With no omissions, write out every record given below.

**** MATERIAL SUPPLIED

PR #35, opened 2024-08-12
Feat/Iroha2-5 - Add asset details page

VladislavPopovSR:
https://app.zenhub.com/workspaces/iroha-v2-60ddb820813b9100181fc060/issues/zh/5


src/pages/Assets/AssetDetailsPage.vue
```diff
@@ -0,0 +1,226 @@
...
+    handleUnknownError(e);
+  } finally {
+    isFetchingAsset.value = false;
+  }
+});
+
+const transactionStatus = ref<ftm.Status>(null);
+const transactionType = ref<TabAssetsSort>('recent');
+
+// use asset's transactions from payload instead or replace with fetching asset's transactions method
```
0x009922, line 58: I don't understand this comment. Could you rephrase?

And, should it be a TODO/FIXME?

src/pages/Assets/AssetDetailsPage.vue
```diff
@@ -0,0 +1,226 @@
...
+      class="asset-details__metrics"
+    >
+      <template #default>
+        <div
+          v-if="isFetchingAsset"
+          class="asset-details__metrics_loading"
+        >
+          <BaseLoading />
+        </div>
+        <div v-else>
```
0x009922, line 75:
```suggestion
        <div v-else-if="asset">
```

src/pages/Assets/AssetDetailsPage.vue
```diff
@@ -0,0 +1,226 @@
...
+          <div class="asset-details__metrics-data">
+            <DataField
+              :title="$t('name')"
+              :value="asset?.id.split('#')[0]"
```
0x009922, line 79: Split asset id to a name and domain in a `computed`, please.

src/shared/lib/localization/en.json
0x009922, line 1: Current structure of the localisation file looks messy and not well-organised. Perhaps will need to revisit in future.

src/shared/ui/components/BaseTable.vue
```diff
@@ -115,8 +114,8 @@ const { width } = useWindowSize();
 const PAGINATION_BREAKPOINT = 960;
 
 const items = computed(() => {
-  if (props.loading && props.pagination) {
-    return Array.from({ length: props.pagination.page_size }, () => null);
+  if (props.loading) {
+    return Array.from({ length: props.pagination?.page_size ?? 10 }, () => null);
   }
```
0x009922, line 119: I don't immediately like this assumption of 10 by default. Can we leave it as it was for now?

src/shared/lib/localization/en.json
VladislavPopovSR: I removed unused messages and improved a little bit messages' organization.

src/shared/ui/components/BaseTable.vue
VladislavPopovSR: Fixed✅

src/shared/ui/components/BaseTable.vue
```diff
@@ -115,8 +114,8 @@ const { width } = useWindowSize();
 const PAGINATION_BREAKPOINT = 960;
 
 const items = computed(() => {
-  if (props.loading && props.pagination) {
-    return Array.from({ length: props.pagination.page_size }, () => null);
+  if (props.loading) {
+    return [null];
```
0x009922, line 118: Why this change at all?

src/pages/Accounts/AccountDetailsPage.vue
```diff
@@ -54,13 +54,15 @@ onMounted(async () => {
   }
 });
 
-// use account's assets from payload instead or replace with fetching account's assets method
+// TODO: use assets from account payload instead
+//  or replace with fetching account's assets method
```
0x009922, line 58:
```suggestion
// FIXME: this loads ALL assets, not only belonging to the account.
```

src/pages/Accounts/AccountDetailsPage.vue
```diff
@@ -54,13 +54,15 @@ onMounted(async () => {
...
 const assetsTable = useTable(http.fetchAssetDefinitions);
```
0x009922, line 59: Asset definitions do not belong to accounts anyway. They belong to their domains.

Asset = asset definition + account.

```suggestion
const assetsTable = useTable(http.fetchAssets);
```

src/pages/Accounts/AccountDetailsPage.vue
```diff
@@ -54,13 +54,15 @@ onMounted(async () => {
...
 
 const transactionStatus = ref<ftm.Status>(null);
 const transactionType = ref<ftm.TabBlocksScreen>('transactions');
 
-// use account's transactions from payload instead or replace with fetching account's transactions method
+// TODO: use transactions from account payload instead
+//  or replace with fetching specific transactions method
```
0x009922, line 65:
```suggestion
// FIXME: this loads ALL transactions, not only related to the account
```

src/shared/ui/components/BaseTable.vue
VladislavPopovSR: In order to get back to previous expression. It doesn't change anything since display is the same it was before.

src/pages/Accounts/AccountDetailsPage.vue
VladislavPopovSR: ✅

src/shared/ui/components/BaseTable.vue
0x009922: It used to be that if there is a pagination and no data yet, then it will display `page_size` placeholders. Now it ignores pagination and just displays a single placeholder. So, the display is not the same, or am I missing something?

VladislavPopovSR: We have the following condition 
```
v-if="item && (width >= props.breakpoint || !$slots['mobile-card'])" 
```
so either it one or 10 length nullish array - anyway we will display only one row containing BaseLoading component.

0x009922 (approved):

********

* _RESPONSE AREA_
PR #35, opened 2024-08-12
Feat/Iroha2-5 - Add asset details page

VladislavPopovSR:
https://app.zenhub.com/workspaces/iroha-v2-60ddb820813b9100181fc060/issues/zh/5


src/pages/Assets/AssetDetailsPage.vue
```diff
@@ -0,0 +1,226 @@
...
+    handleUnknownError(e);
+  } finally {
+    isFetchingAsset.value = false;
+  }
+});
+
+const transactionStatus = ref<ftm.Status>(null);
+const transactionType = ref<TabAssetsSort>('recent');
+
+// use asset's transactions from payload instead or replace with fetching asset's transactions method
```
0x009922, line 58: I don't understand this comment. Could you rephrase?

And, should it be a TODO/FIXME?

src/pages/Assets/AssetDetailsPage.vue
```diff
@@ -0,0 +1,226 @@
...
+      class="asset-details__metrics"
+    >
+      <template #default>
+        <div
+          v-if="isFetchingAsset"
+          class="asset-details__metrics_loading"
+        >
+          <BaseLoading />
+        </div>
+        <div v-else>
```
0x009922, line 75:
```suggestion
        <div v-else-if="asset">
```

src/pages/Assets/AssetDetailsPage.vue
```diff
@@ -0,0 +1,226 @@
...
+          <div class="asset-details__metrics-data">
+            <DataField
+              :title="$t('name')"
+              :value="asset?.id.split('#')[0]"
```
0x009922, line 79: Split asset id to a name and domain in a `computed`, please.

src/shared/lib/localization/en.json
0x009922, line 1: Current structure of the localisation file looks messy and not well-organised. Perhaps will need to revisit in future.

src/shared/ui/components/BaseTable.vue
```diff
@@ -115,8 +114,8 @@ const { width } = useWindowSize();
 const PAGINATION_BREAKPOINT = 960;
 
 const items = computed(() => {
-  if (props.loading && props.pagination) {
-    return Array.from({ length: props.pagination.page_size }, () => null);
+  if (props.loading) {
+    return Array.from({ length: props.pagination?.page_size ?? 10 }, () => null);
   }
```
0x009922, line 119: I don't immediately like this assumption of 10 by default. Can we leave it as it was for now?

src/shared/lib/localization/en.json
VladislavPopovSR: I removed unused messages and improved a little bit messages' organization.

src/shared/ui/components/BaseTable.vue
VladislavPopovSR: Fixed✅

src/shared/ui/components/BaseTable.vue
```diff
@@ -115,8 +114,8 @@ const { width } = useWindowSize();
 const PAGINATION_BREAKPOINT = 960;
 
 const items = computed(() => {
-  if (props.loading && props.pagination) {
-    return Array.from({ length: props.pagination.page_size }, () => null);
+  if (props.loading) {
+    return [null];
```
0x009922, line 118: Why this change at all?

src/pages/Accounts/AccountDetailsPage.vue
```diff
@@ -54,13 +54,15 @@ onMounted(async () => {
   }
 });
 
-// use account's assets from payload instead or replace with fetching account's assets method
+// TODO: use assets from account payload instead
+//  or replace with fetching account's assets method
```
0x009922, line 58:
```suggestion
// FIXME: this loads ALL assets, not only belonging to the account.
```

src/pages/Accounts/AccountDetailsPage.vue
```diff
@@ -54,13 +54,15 @@ onMounted(async () => {
...
 const assetsTable = useTable(http.fetchAssetDefinitions);
```
0x009922, line 59: Asset definitions do not belong to accounts anyway. They belong to their domains.

Asset = asset definition + account.

```suggestion
const assetsTable = useTable(http.fetchAssets);
```

src/pages/Accounts/AccountDetailsPage.vue
```diff
@@ -54,13 +54,15 @@ onMounted(async () => {
...
 
 const transactionStatus = ref<ftm.Status>(null);
 const transactionType = ref<ftm.TabBlocksScreen>('transactions');
 
-// use account's transactions from payload instead or replace with fetching account's transactions method
+// TODO: use transactions from account payload instead
+//  or replace with fetching specific transactions method
```
0x009922, line 65:
```suggestion
// FIXME: this loads ALL transactions, not only related to the account
```

src/shared/ui/components/BaseTable.vue
VladislavPopovSR: In order to get back to previous expression. It doesn't change anything since display is the same it was before.

src/pages/Accounts/AccountDetailsPage.vue
VladislavPopovSR: ✅

src/shared/ui/components/BaseTable.vue
0x009922: It used to be that if there is a pagination and no data yet, then it will display `page_size` placeholders. Now it ignores pagination and just displays a single placeholder. So, the display is not the same, or am I missing something?

VladislavPopovSR: We have the following condition 
```
v-if="item && (width >= props.breakpoint || !$slots['mobile-card'])" 
```
so either it one or 10 length nullish array - anyway we will display only one row containing BaseLoading component.

0x009922 (approved):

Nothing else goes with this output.